# Anyone know how to gain experience?



## StephanieTheCoder (Aug 12, 2011)

I am having an interesting time trying to find a coding position in San Diego, Ca.  So I am thinking of trying medical billing.  But I was wondering, if I do go into billing, can that experience transfer to coding?  And can that experience remove the Apprentice designation?

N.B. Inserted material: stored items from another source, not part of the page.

PR #1857, opened 2016-07-26
Smarter association id lookup-- no db hit on belongs_to for id-only

### LINKED ISSUE #1552: Serializer pulls relations when belongs_to declared but not included

bf4:
If the serializer has an association, 
- If adapter is not JSON API, serialize it. 
- else if it is JSON API and the related resource 
  - is not included, serialize just the ids
  - is included, serialize the all fields, or the requested fields

The thing where it doesn't actually call the association is a 
special case where AMS needs to know it can get the relationship id 
from the resource itself, so that userland code doesn't need to do any fancy association preloading.

The way this has been solved in [JSONAPI-Resources](https://github.com/cerebris/jsonapi-resources/blob/f4ab5683de49c2a506eea14096bd81a0ec85e94e/README.md#options)
is to have special rules for looking up association ids.
And see [JSONAPI::Relationship](https://github.com/cerebris/jsonapi-resources/blob/f4ab5683de49c2a506eea14096bd81a0ec85e94e/lib/jsonapi/relationship.rb)

In brief:

| association | foreign_key method | loads relation (i.e. when foreign key is on relation ) |
| --- | --- | --- |
| `has_many   :authors` | `:author_ids` | true |
| `has_one    :author` | `:author_id` | true |
| `belongs_to :author` | `:author_id` | false |

Caveat:

This will only work on active record objects

Includes:
- #1100

Follows:
- Closes #1552
- #1750
- #1797

Related:
- #1843
- #1555

### DIFF
--- a/lib/active_model/serializer/association.rb
+++ b/lib/active_model/serializer/association.rb
@@ -38,6 +38,10 @@ module ActiveModel
         reflection.options[:meta]
       end
 
+      def belongs_to?
+        reflection.foreign_key_on == :self
+      end
+
       def polymorphic?
         true == reflection_options[:polymorphic]
       end
--- a/lib/active_model/serializer/reflection.rb
+++ b/lib/active_model/serializer/reflection.rb
@@ -47,11 +47,23 @@ module ActiveModel
     #
     # So you can inspect reflections in your Adapters.
     class Reflection < Field
+      attr_reader :foreign_key, :type
+
       def initialize(*)
         super
         options[:links] = {}
         options[:include_data_setting] = Serializer.config.include_data_default
         options[:meta] = nil
+        @type = options.fetch(:type) do
+          class_name = options.fetch(:class_name, name.to_s.camelize.singularize)
+          class_name.underscore.pluralize.to_sym
+        end
+        @foreign_key =
+          if collection?
+            "#{name.to_s.singularize}_ids".to_sym
+          else
+            "#{name}_id".to_sym
+          end
       end
 
       # @api public
@@ -148,6 +160,11 @@ module ActiveModel
         else
           serializer.read_attribute_for_serialization(name)
         end
+      end
+
+      # @api private
+      def foreign_key_on
+        :related
       end
 
       # Build association. This method is used internally to
--- a/lib/active_model_serializers/adapter/json_api/relationship.rb
+++ b/lib/active_model_serializers/adapter/json_api/relationship.rb
@@ -43,14 +43,21 @@ module ActiveModelSerializers
         end
 
         def data_for_one(association)
-          # TODO(BF): Process relationship without evaluating lazy_association
-          serializer = association.lazy_association.serializer
-          if (virtual_value = association.virtual_value)
-            virtual_value
-          elsif serializer && association.object
-            ResourceIdentifier.new(serializer, serializable_resource_options).as_json
+          if association.belongs_to? &&
+              parent_serializer.object.respond_to?(association.reflection.foreign_key)
+            id = parent_serializer.object.send(association.reflection.foreign_key)
+            type = association.reflection.type.to_s
+            ResourceIdentifier.for_type_with_id(type, id, serializable_resource_options)
           else
-            nil
+            # TODO(BF): Process relationship without evaluating lazy_association
+            serializer = association.lazy_association.serializer
+            if (virtual_value = association.virtual_value)
+              virtual_value
+            elsif serializer && association.object
+              ResourceIdentifier.new(serializer, serializable_resource_options).as_json
+            else
+              nil
+            end
           end
         end
 
--- a/lib/active_model_serializers/adapter/json_api/resource_identifier.rb
+++ b/lib/active_model_serializers/adapter/json_api/resource_identifier.rb
@@ -22,6 +22,13 @@ module ActiveModelSerializers
           JsonApi.send(:transform_key_casing!, raw_type, transform_options)
         end
 
+        def self.for_type_with_id(type, id, options)
+          {
+            id: id.to_s,
+            type: type_for(:no_class_needed, type, options)
+          }
+        end
+
         # {http://jsonapi.org/format/#document-resource-identifier-objects Resource Identifier Objects}
         def initialize(serializer, options)
           @id   = id_for(serializer)
--- a/test/serializers/associations_test.rb
+++ b/test/serializers/associations_test.rb
@@ -137,6 +137,34 @@ module ActiveModel
         assert expected_association_keys.include? :site
       end
 
+      class BelongsToBlogModel < ::Model
+        attributes :id, :title
+        associations :blog
+      end
+      class BelongsToBlogModelSerializer < ActiveModel::Serializer
+        type :posts
+        belongs_to :blog
+      end
+
+      def test_belongs_to_doesnt_load_record
+        attributes = { id: 1, title: 'Belongs to Blog', blog: Blog.new(id: 5) }
+        post = BelongsToBlogModel.new(attributes)
+        class << post
+          def blog
+            fail 'should use blog_id'
+          end
+
+          def blog_id
+            5
+          end
+        end
+
+        actual = serializable(post, adapter: :json_api, serializer: BelongsToBlogModelSerializer).as_json
+        expected = { data: { id: '1', type: 'posts', relationships: { blog: { data: { id: '5', type: 'blogs' } } } } }
+
+        assert_equal expected, actual
+      end
+
       class InlineAssociationTestPostSerializer < ActiveModel::Serializer
         has_many :comments
         has_many :comments, key: :last_comments do
--- a/lib/active_model/serializer/belongs_to_reflection.rb
+++ b/lib/active_model/serializer/belongs_to_reflection.rb
@@ -2,6 +2,10 @@ module ActiveModel
   class Serializer
     # @api private
     class BelongsToReflection < Reflection
+      # @api private
+      def foreign_key_on
+        :self
+      end
     end
   end
 end


NullVoxPopuli:
Do you plan to fix the bug, or is this just to demonstrate the problem? (either is cool)

lib/active_model/serializer/reflection.rb
```diff
@@ -106,42 +116,44 @@ def value(serializer)
...
+              reflection_options[:virtual_value] = association_value.try(:as_json) || association_value
+            end
+          elsif !association_value.nil? && !association_value.instance_of?(Object)
+            reflection_options[:virtual_value] = association_value
+          end
+        }
         reflection_options = options.dup
-        serializer_class = subject.class.serializer_for(association_value, reflection_options)
         reflection_options[:include_data] = @_include_data
+        reflection_options[:new_options] = {
```
bf4: hack to allow for refactoring...

lib/active_model/serializer/association.rb
```diff
@@ -9,10 +9,46 @@ class Serializer
...
+
+      def to_many?
+        reflection.name == :has_many
+      end
+
+      def belongs_to?
+        reflection.foreign_key_on == :self
+      end
+
+      def serializer
```
bf4: the serializer really shouldn't be evaluated until needed. Unfortunately, a lot of our code very much depends on expecting it to be evaluated. This implementation makes it possible to make it lazy.  It's not ideal, but is just a step to getting it right.

Unfortunately, associations are evaluated in two places: in `Serializer#relationship_value_for` and in `JsonApi#relationships_for`. Would be easier in one spot.  

The other problem, is that associations are built using the include directive, but it's not clear when the attributes are requested, especially since the include directive relies on the `*` behavior

You'd think

```ruby
        requested_associations = fieldset.fields_for(resource_object[:type]) || '*'
        relationships = relationships_for(serializer, requested_associations)
```

would imply which fields to get....

NullVoxPopuli: this is good to know.

test/serializers/associations_test.rb
```diff
@@ -125,6 +125,26 @@ def test_associations_custom_keys
...
+
+      def test_belongs_to_doesnt_load_not_included_record_for_jsonapi
+        post = Post.new(blog_id: 'the_blog_id')
+        def post.blog
+          fail 'should use blog_id'
+        end
+        def post.read_attribute_for_serialization(name)
+          # Bug in how ActiveModelSerializers::Model handles attributes and methods
+          send(name)
+        end
```
bf4: The current impl is

```ruby
      if key == :id || key == 'id'
        attributes.fetch(key) { id }
      else
        attributes[key]
      end
    end
```

Which doesn't send and relies overly much on the attributes method, which is only set at initialize... This is definitely a bug that needs to be fixed.....

Until I wrote this, the test was't raising the error

bf4:
I think I got it working and all tests passing! Now time for review.

test/adapter/json_api/relationship_test.rb
```diff
@@ -4,157 +4,157 @@ module ActiveModelSerializers
...
+        #   test_relationship(expected, meta: meta, options: { include_data: true }, links: links)
+        # end
+        #
+        # private
+        #
+        # def test_relationship(expected, params = {})
+        #   parent_serializer = AuthorSerializer.new(@author)
+        #   relationship = Relationship.new(parent_serializer, @serializer, nil, params)
+        #   assert_equal(expected, relationship.as_json)
+        # end
```
bf4: These tests, like much of the JSONAPI code, are tightly coupled to the implementation.   

They are asserting a relationship between two serializers are that are not necessarily actually related.

The impl in this PR is to pass in the parent serializer and the association.  

In these tests, the association would need to be derived from the `@serializer`. I couldn't get this test suite to pass, to am relying on the remainder of the test suite.

bf4: (DO NOT merge with this commented out... tbd what to do about it)

lib/active_model_serializers/adapter/json_api/relationship.rb
```diff
@@ -38,15 +38,24 @@ def as_json
 
         private
 
-        def data_for(serializer)
-          if serializer.respond_to?(:each)
+        def data_for(association)
+          if belongs_to_with_foreign_key?(association)
```
bf4: This is the change desired by the PR

lib/active_model/serializer/reflection.rb
```diff
@@ -106,42 +116,44 @@ def value(serializer)
       #
       # @api private
       #
-      def build_association(subject, parent_serializer_options)
-        association_value = value(subject)
+      def build_association(parent_serializer, parent_serializer_options)
+        association_value_proc = proc do
+          value(parent_serializer)
+        end
+        serializer_proc = ->(association_value, reflection_options) {
```
bf4: hack to allow minimal code changes while lazy-evaluating the association value and its derived serializer

lib/active_model/serializer/association.rb
```diff
@@ -9,10 +9,58 @@ class Serializer
...
+        "#{reflection.type.to_s.singularize}_type"
+      end
+
+      def value
+        @value ||= association_value = reflection_options.fetch(:association_value_proc).call
+      end
+
+      def serializer
+        defined?(@reified_serializer) ? @reified_serializer : reify!
+      end
```
bf4: Hack to work around this being an attribute of the Struct, and current public interface method, and me not wanting to make too many unnecessary changes

lib/active_model/serializer/association.rb
```diff
@@ -9,10 +9,58 @@ class Serializer
...
+        reflection.name == :has_many
+      end
+
+      def belongs_to?
+        reflection.foreign_key_on == :self
+      end
+
+      def polymorphic_type
+        "#{reflection.type.to_s.singularize}_type"
+      end
```
bf4: not used at present, but should be

lib/active_model/serializer/collection_reflection.rb
```diff
@@ -2,6 +2,12 @@ module ActiveModel
   class Serializer
     # @api private
     class CollectionReflection < Reflection
+      def initialize(*)
+        super
+        @class_name = options.fetch(:class_name, name.to_s.camelize.singularize)
+        @type = class_name.underscore.pluralize.to_sym
+        @foreign_key ||= "#{name.to_s.singularize}_ids".to_sym
```
bf4: `class_name` and `type` should be used in more cases for inferring a serializer, rather that requiring an instantiated associated object.  This can move us in a direction where a serializer on its own an only serialize itself and its associations and only an adapter can get it to serialize deeper. And each association on the serializer can have the serializer set else is inferred.

lib/active_model/serializer/association.rb
```diff
@@ -9,10 +9,58 @@ class Serializer
...
+        @reflection_options = options.delete(:new_options)
+      end
+
       # @return [Symbol]
       def key
-        options.fetch(:key, name)
+        @key ||= options.fetch(:key) { name }
+      end
+
+      def links
```
NullVoxPopuli: So, something that's confusing for me, is that this association here is a struct, where as the generic reflection defined below is a class, and they are both under the `active_model/serializer` namespace.  *I* know they have different purposes, but I think the organization of the classes should reflect the different purposes as well. Maybe a namespace for definitions, and a namespace for representation? or maybe just a namespace for representation, since in a serializer, we're most often working with the definitions of things.

thoughts?

lib/active_model/serializer/reflection.rb
NullVoxPopuli: I was just about to ask about this, thanks

lib/active_model/serializer/association.rb
bf4: yup, it got missed in the convergent evolution of the other classes.

bf4:
cc @youroff @ssendev @sandstrom @richmolj @joaomdmoura  @vasilakisfil @beauby

bf4:
(Test failure right now are regularly occurring but intermittent... tests pass though, and pr needs refactoring, so this is a good chance to look)

lib/active_model/serializer/association.rb
bf4: In my wip sketch of how associations work, you see everything else comes from Field

```
ActiveModel::Serializer # serializer_instance
|>  #as_json(adapter_opts = nil)
    |>  #serializable_hash(adapter_options, options, adapter_instance)
        adapter_options ||= {}
        include_directive = options.fetch(:include_directive) { ActiveModel::Serializer.include_directive_from_options(adapter_options) }
        fields = options[:fields]
        |
        |>  #attributes(fields)
        |   self.class._attributes_data.each_with_object({}) do |(key, attr), hash|
        |     |>(attr) ActiveModel::Serializer::Attribute (is a ActiveModel::Serializer::Field)
        |       next if attr.excluded?(self) # serializer_instance
        |       next unless fields.nil? || fields.include?(key)
        |       hash[key] = attr.value(self) # read_attribute_for_serialization # serializer_instance
        |
        |>  #associations(include_directive)
            relationships = {}
            self.class._reflections.values.each do |reflection|
            |>(reflection) is a ActiveModel::Serializer::Reflection subclass (is a ActiveModel::Serializer::Field subclass)
              next if reflection.excluded?(self) # serializer_instance
              next unless include_directive.key?(key) # serializer_instance
              #reflection.build_association(self, instance_options) # serializer_instance
                association_serializer.new(
                  read_attribute_for_serialization(name) # association name
                )
                |>(association) is ActiveModel::Serializer::Association (is a struct)
                  yield |association|
                    adapter_opts = adapter_options.merge(include_directive: include_directive[association.key])
                    relationships[association.key] ||= association.serializer.serializable_hash(adapter_opts)

JSON API Adapter
  initialize
    @include_directive = JSONAPI::IncludeDirective.new(options[:include], allow_wildcard: true)
    @fieldset = options[:fieldset] || ActiveModel::Serializer::Fieldset.new(options.delete(:fields))
  serializable_hash
    is_collection = serializer.respond_to?(:each)
    serializers = is_collection ? serializer : [serializer]
    @primary = []
    @included = []
    @resource_identifiers = Set.new
    serializers.each { |serializer| process_resource(serializer, true) }
    serializers.each { |serializer| process_relationships(serializer, @include_directive) }
      |>(process_relationships)
        serializer.associations(include_directive).each do |association|
          |>(process_relationship)
            association_serializer = association.serializer
            association_include_directive = include_directive[association.key]
              serializer.each { |s| process_relationship(s, include_directive) }
              return
            end
            return unless serializer && serializer.object
            return unless process_resource(serializer, false)
            |>(process_resource)
              resource_identifier = ResourceIdentifier.new(serializer, instance_options).as_json
              return false unless @resource_identifiers.add?(resource_identifier)

              resource_object = resource_object_for(serializer)
              |>(resource_object_for)
                resource_object = ResourceIdentifier.new(serializer, instance_options).as_json
                requested_fields = fieldset && fieldset.fields_for(resource_object[:type])
                attributes = attributes_for(serializer, requested_fields)
                |>(attributes_for)
                |
                |>(relationships_for)
                  include_directive = JSONAPI::IncludeDirective.new(
                    fieldset.fields_for(resource_object[:type]) || '*'
                    requested_associations,
                    allow_wildcard: true
                  )
                  serializer.associations(include_directive).each_with_object({}) do |association, hash|
                    hash[association.key] = Relationship.new(args).as_json
                    |>
                      association_options = args.fetch(:options, {})
                      data =
                        if association.to_many?
                          serializer = association.serializer
                          serializer.map { |s| ResourceIdentifier.new(s, serializable_resource_options).as_json }
                        elsif association_options[:virtual_value]
                          association_options[:virtual_value]
                        elsif association.belongs_to?
                          foreign_key = association.reflection.foreign_key
                          if @object.respond_to?(foreign_key)
                            {
                              id: @object.send(foreign_key),
                              type: association.reflection.type.to_s
                            }
                          else
                            serializer && serializer.object &&
                              ResourceIdentifier.new(serializer, serializable_resource_options).as_json
                          end

                      json[:data] = data if association_options[:include_data]
```

sandstrom:
@bf4 this is a great feature!

Regarding "This will only work on active record objects", would it be possible to define an interface (+ default handling for ActiveRecord) such that other ORMs can use it too (or use some other mechanism, basically anything that'll make this useful for other ORMs that are similar to ActiveRecord). For example Mongoid.

bf4:
Well, I wrote it using respond_to, so if it quacks that way it will work.  I'm not familiar with the interface needed by mongoid

B mobile phone

lib/active_model/serializer/collection_reflection.rb
```diff
@@ -2,6 +2,12 @@ module ActiveModel
   class Serializer
     # @api private
     class CollectionReflection < Reflection
+      def initialize(*)
+        super
+        @class_name = options.fetch(:class_name, name.to_s.camelize.singularize)
```
NullVoxPopuli: should these maybe be methods?

lib/active_model/serializer/reflection.rb
```diff
@@ -106,42 +116,44 @@ def value(serializer)
...
-
-        if serializer_class
-          begin
-            serializer = serializer_class.new(
-              association_value,
-              serializer_options(subject, parent_serializer_options, reflection_options)
-            )
-          rescue ActiveModel::Serializer::CollectionSerializer::NoSerializerError
-            reflection_options[:virtual_value] = association_value.try(:as_json) || association_value
+      def build_association(parent_serializer, parent_serializer_options)
```
NullVoxPopuli: this needs to be broken down

lib/active_model/serializer/singular_reflection.rb
```diff
@@ -2,6 +2,12 @@ module ActiveModel
   class Serializer
     # @api private
     class SingularReflection < Reflection
+      def initialize(*)
+        super
+        @class_name = options.fetch(:class_name, name.to_s.camelize)
```
NullVoxPopuli: should these maybe be methods on `Reflection`?

lib/active_model_serializers/adapter/json_api/relationship.rb
```diff
@@ -38,15 +38,24 @@ def as_json
...
+            id = @object.send(association.reflection.foreign_key)
+            type = association.reflection.type.to_s
```
NullVoxPopuli: i think this block should be extracted out to a method. So, if we wanted, we could test the construction of the ResourceIdentifier.
Though, This may be an opportunity for polymorphic build_resource_identifier later down the road

richmolj:
Looks like great work on a good feature 👍 However, I'm curious about the PR description:

> The way this has been solved in JSONAPI-Resources is to have special rules for looking up association ids.

I'd like to better understand this. JSONAPI-resources will not serialize the resource identifiers (`id/type`) if the relationship is not specified in the `?include` parameter (at least, this is the default, there may be an option I don't know about). So there would never be a scenario where they would have to avoid fetching the relationship while still providing the `id/type`, AFAIK.

IOW:

> else if it is JSON API and the related resource
    *is not included, serialize just the ids
    *is included, serialize the all fields, or the requested fields

This logic differs from JSONAPI-resources, which causes issues for all relationship types. This PR fixes the `belongs_to` type. Is there any plan to eventually change this logic so that all relationship types are fixed?

NullVoxPopuli:
>  Is there any plan to eventually change this logic so that all relationship types are fixed?

yeah, it will likely just be a call to `"#{relationship_name}_ids"` and then `each_with_object({})` to turn it in to resource identifiers. a has_many would make one request still (if not already loaded)

> So there would never be a scenario where they would have to avoid fetching the relationship while still providing the id/type

I think the issue with this is coming up with a clear, easy to stand API to determine what is happening.
e.g.: how do we specify a relationship that always includes the resource identifier? and how do we only include it when `includes` is used.

this is tricky, because frameworks like Ember utilize these relationship identifiers for front-end lazy-loading. (`async: true` (default) in ember-data)

richmolj:
@NullVoxPopuli I'm an Ember user. I agree including the id/types is a valid use case to support a client like that. So this PR is great to see.

FWIW, though, I get around this by providing `links`. An ember `async: true` relationship will follow the `related` link to lazy-load data (I believe it will do this even if resource identifiers are present but could be wrong). It's particularly important to do this when a `has_many` relationship contains tens of thousands of records (ie a post with ten thousand comments).

So my question is, are you guys still planning to support this use case (only including resource identifiers when included, as jsonapi-resources does) as well?

NullVoxPopuli:
> So my question is, are you guys still planning to support this use case (only including resource identifiers when included, as jsonapi-resources does) as well?

We need to, we just don't know the best api for it in the serializers. How does jsonapi-resources differentiate between the two situations?

richmolj:
@NullVoxPopuli Cool, thanks, just wanted to confirm my understanding.

> How does jsonapi-resources differentiate between the two situations?

AFAIK jsonapi-resources does not support resource identifiers when the relationship is not in the `?include` parameter. If it does, it's some customization I don't know about (does not seem to be in the README).

>  we just don't know the best api for it in the serializers

Two thoughts: If you want to use the current API, you could enhance `include_data` - `include_data :always` vs. `include_data :if_included`. I personally think a better API would be a class attribute on the serializer so you don't have to customize every relationship, but either way.

(my apologies if this is derailing the thread)

richmolj:
FWIW, that's the bit actually relevant to this PR and jsonapi-resources - it does have a separate belongs_to logic, but for a different purpose than this PR is trying to support. I believe it is used to generate the `link` to the resource (e.g. `/authors/1`). From the README:

```ruby
# Resource Linkage
# Controls the serialization of resource linkage for non compound documents
# NOTE: always_include_to_many_linkage_data is not currently implemented
config.always_include_to_one_linkage_data = false
```

lib/active_model/serializer/collection_reflection.rb
bf4: as oppose to in the initializer?

lib/active_model/serializer/reflection.rb
bf4: yup

lib/active_model/serializer/singular_reflection.rb
bf4: Make sense

I think I modeled it on JSONAPI::Resources... (which has a simpler structure as well)

lib/active_model_serializers/adapter/json_api/relationship.rb
bf4: You mean like 

```ruby
if association.belongs_to_with_foreign_key?
  id = association.reflect_id(@object)
  type = association.reflect_type
```

lib/active_model/serializer/collection_reflection.rb
NullVoxPopuli: I'm just wary of too much logic in an initializer / any method

lib/active_model_serializers/adapter/json_api/relationship.rb
NullVoxPopuli: that would be a good change too.

what I was kind of thinking is abstracting out more methods for the conditions to read more like what the the functionality is:

like, on line 46, maybe: `association.is_collection?`

and then the building of the ResourceIdentifier(s, opt).as_json could be its own method, since serializable_resource_options are outside the scope of _this_ method. maybe:

```ruby
def jsonized_resource_for(serializer)
  ResourceIdentifier.new(serializer, serializable_resource_options).as_json
end
```

idk

that also allows us to test the logic of `data_for` without worrying about if the implementation of `ResourceIdentifier` is correct.

test/adapter/json_api/relationship_test.rb
```diff
@@ -152,18 +152,20 @@ def test_relationship_with_everything
...
 
-          meta = test_options.delete(:meta)
-          options = test_options.delete(:options)
-          links = test_options.delete(:links)
-          association_serializer = @serializer
+          options = test_options.delete(:options) || {}
+          options[:new_options] = {
+            meta: test_options.delete(:meta),
+            links: test_options.delete(:links),
+            reflection: parent_serializer._reflections.to_a.first
```
bf4: I know this is broken (in the rebase off of master), but just wanted to push the work for the moment

test/adapter/json_api/relationship_test.rb
```diff
@@ -4,132 +4,204 @@ module ActiveModelSerializers
...
+
         setup do
-          @blog = Blog.new(id: 1)
-          @author = Author.new(id: 1, name: 'Steve K.', blog: @blog)
-          @serializer = BlogSerializer.new(@blog)
-          ActionController::Base.cache_store.clear
+          @serializable_resource_options = {} # adapter.instance_options
+        end
+
+        def build_author_relationship(author_attributes, association_name)
```
bf4: I completely rewrote the test harness and assertion in this file.. could use a second pair of eyes, but at least I think it is straightforward enough to read the assertions and understand, and to read the harness and understand what it's doing (even if not so clear why it's so complicated, and how could it be simpler).

test/serializers/associations_test.rb
```diff
@@ -125,6 +125,27 @@ def test_associations_custom_keys
...
+
+      def test_belongs_to_doesnt_load_not_included_record_for_jsonapi
+        post = Post.new(blog_id: 'the_blog_id')
+        def post.blog
+          fail 'should use blog_id'
+        end
+
+        def post.read_attribute_for_serialization(name)
+          # Bug in how ActiveModelSerializers::Model handles attributes and methods
+          send(name)
```
bf4: ❗

lib/active_model/serializer/associations.rb
```diff
@@ -84,17 +84,22 @@ def associate(reflection)
...
-            y.yield reflection.build_association(self, instance_options)
+          self.class._reflections.keys.each do |association_key|
+            assoc = association(association_key, include_directive)
+            next if assoc.nil?
+            y.yield assoc
           end
         end
       end
+
+      def association(association_key, include_directive = ActiveModelSerializers.default_include_directive)
```
bf4: not required in this PR, and only tested implicitly, but seems to make using associations a little easier

test/adapter/json_api/relationship_test.rb
NullVoxPopuli: I think it's pretty straight forward, usage wise.

though, why do you need to reset the reflection stuff?
is that for isolation or something else?
my concern is that if something is happening to those normally that is being avoided here, it could reveal a hole in testing.

test/adapter/json_api/relationship_test.rb
```diff
@@ -4,132 +4,204 @@ module ActiveModelSerializers
...
 
         def test_relationship_with_data
-          expected = {
-            data: {
-              id: '1',
-              type: 'blogs'
-            }
-          }
-          test_relationship(expected, options: { include_data: true })
+          author_attributes = { id: 1, name: 'Steve K.', blog: Blog.new(id: 1) }
```
NullVoxPopuli: much better than test_relationship :-)

test/serializers/associations_test.rb
NullVoxPopuli: !!!

NullVoxPopuli: does that comment saying you're implementing the bug, or avoiding it? I'm not clear on that one.

lib/active_model_serializers/adapter/json_api/resource_identifier.rb
```diff
@@ -22,6 +22,13 @@ def self.type_for(class_name, serializer_type = nil, transform_options = {})
           JsonApi.send(:transform_key_casing!, raw_type, transform_options)
         end
 
+        def self.for_type_with_id(type, id, options)
```
NullVoxPopuli: nice method name :-)

lib/active_model/serializer/associations.rb
```diff
@@ -84,17 +84,22 @@ def associate(reflection)
...
+        return nil if object.nil?
+        reflection = _reflections[association_key]
+        return nil if reflection.excluded?(self)
+        return nil unless include_directive.key?(association_key)
```
NullVoxPopuli: does an association include the resource identifier?

is the include directive the one that determines `included`ness? 
otherwise, how does the include_directive get populated?

Like, if I have an author, and the blogs relationship is rendered as just resource identifiers. How does this code play in to that?

test/adapter/json_api/relationship_test.rb
bf4: Just that normally these are created by the serializer using these as defaults in the reflection initializer, but here I am mutating them, which changes them for all the tests, and dup and deep_dup didn't work.  So it's a hack to make the serializer behave in each test as if it were being defined for the first time.  

B mobile phone

test/serializers/associations_test.rb
bf4: It's a bug that needs to be fixed, that changes in attributes via access don't affect the attribute hash, and that the read is something something

lib/active_model/serializer/reflection.rb
```diff
@@ -106,42 +116,44 @@ def value(serializer)
...
+          meta: @_meta,
+          reflection: self,
+          association_value_proc: association_value_proc,
+          serializer_proc: serializer_proc,
+          parent_serializer: parent_serializer,
+          parent_serializer_options: parent_serializer_options
+        }
 
-        Association.new(name, serializer, reflection_options, @_links, @_meta)
+        Association.new(name, nil, reflection_options)
```
bf4: TODO: remove this option from the Association struct since it's not using it

lib/active_model/serializer/association.rb
```diff
@@ -9,10 +9,58 @@ class Serializer
     # @example
     #  Association.new(:comments, CommentSummarySerializer)
     #
-    Association = Struct.new(:name, :serializer, :options, :links, :meta) do
+    Association = Struct.new(:name, :serializer, :options) do
```
bf4: this should probably just subclass  `ActiveModel::Serializer::Field` like everything else. see https://github.com/rails-api/active_model_serializers/pull/1857/files#r73813576

NullVoxPopuli: yes

NullVoxPopuli:
An issue I noticed when playing around with this briefly:


pasted image at 2016_08_30 10_15 pm

sponsor should be of type `organizations`, and sponsored should be of type `events`

belongs_to associations now use the association_name for the model name, rather than the type of the corresponding serializer

bf4:
I just rebased and broke a lot of stuff... I'll need to review the diff for what changes we actually want at this point.  So, yes, lots of failures now that need to be addressed, it is known.

furkanayhan:
@bf4 Hey, thank you for this improvement.
But there is something wrong with polymorphic-belongs_to relationships.

Examle:

serializer:
```ruby
class CommentSerializer < ActiveModel::Serializer
  # ....
  belongs_to :commentable
end
```

request:
`/comments?include=commentable`

result:
```js
//...
"relationships": {
  "commentable": {
    "data": {
      "id": "1",
      "type": "commentables"
    }
  }
}
//...
```

Can you check it out?

lib/active_model/serializer/reflection.rb
```diff
@@ -47,11 +47,23 @@ class Serializer
...
     class Reflection < Field
+      attr_reader :foreign_key, :type
+
       def initialize(*)
         super
         options[:links] = {}
         options[:include_data_setting] = Serializer.config.include_data_default
         options[:meta] = nil
+        @type = options.fetch(:type) do
+          class_name = options.fetch(:class_name, name.to_s.camelize.singularize)
```
andyhite: This line is causing the bug reported here: https://github.com/rails-api/active_model_serializers/issues/2160 In particular, the use of the field's `name` if the `class_name` and `type` aren't specified breaks belongs_to associations.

As for volunteering to get my foot in the door, there seems to be many areas available, which areas are recommended to get noticed by coders or billers?  Reception?  Call Center?  Help desk? etc...

Thanks guys....


----------



## pamps76@yahoo.com (Aug 12, 2011)

Have you considered doing the project X-tern program through AAPC.  It is the perfect way to get experience and to get noticed for potential employment.


----------



## StephanieTheCoder (Aug 12, 2011)

There are no project xtern sites in San Diego, CA


----------



## juliabiz@hotmail.com (Aug 12, 2011)

You have to have 2 years of coding experience. Probably working with billing. You have to have a doctors office sign a letter saying you have worked with coding to get the apprentice off of your CPC.
I took a six month medical coding class from an AAPC instructor. I was told this grandfathers me in one year of experience once I get my CPC. Hope that helps.


----------



## zanalee (Aug 13, 2011)

i rememeber when i was apprentice status, i was told as long as you open your book and code that is experience. so Billing will get your foot in the door of coding that's how i started and got the A off. Good Luck.


----------



## kristyrodecker (Aug 13, 2011)

This is a really good thread on this forum. A must read for CPC-A's I think....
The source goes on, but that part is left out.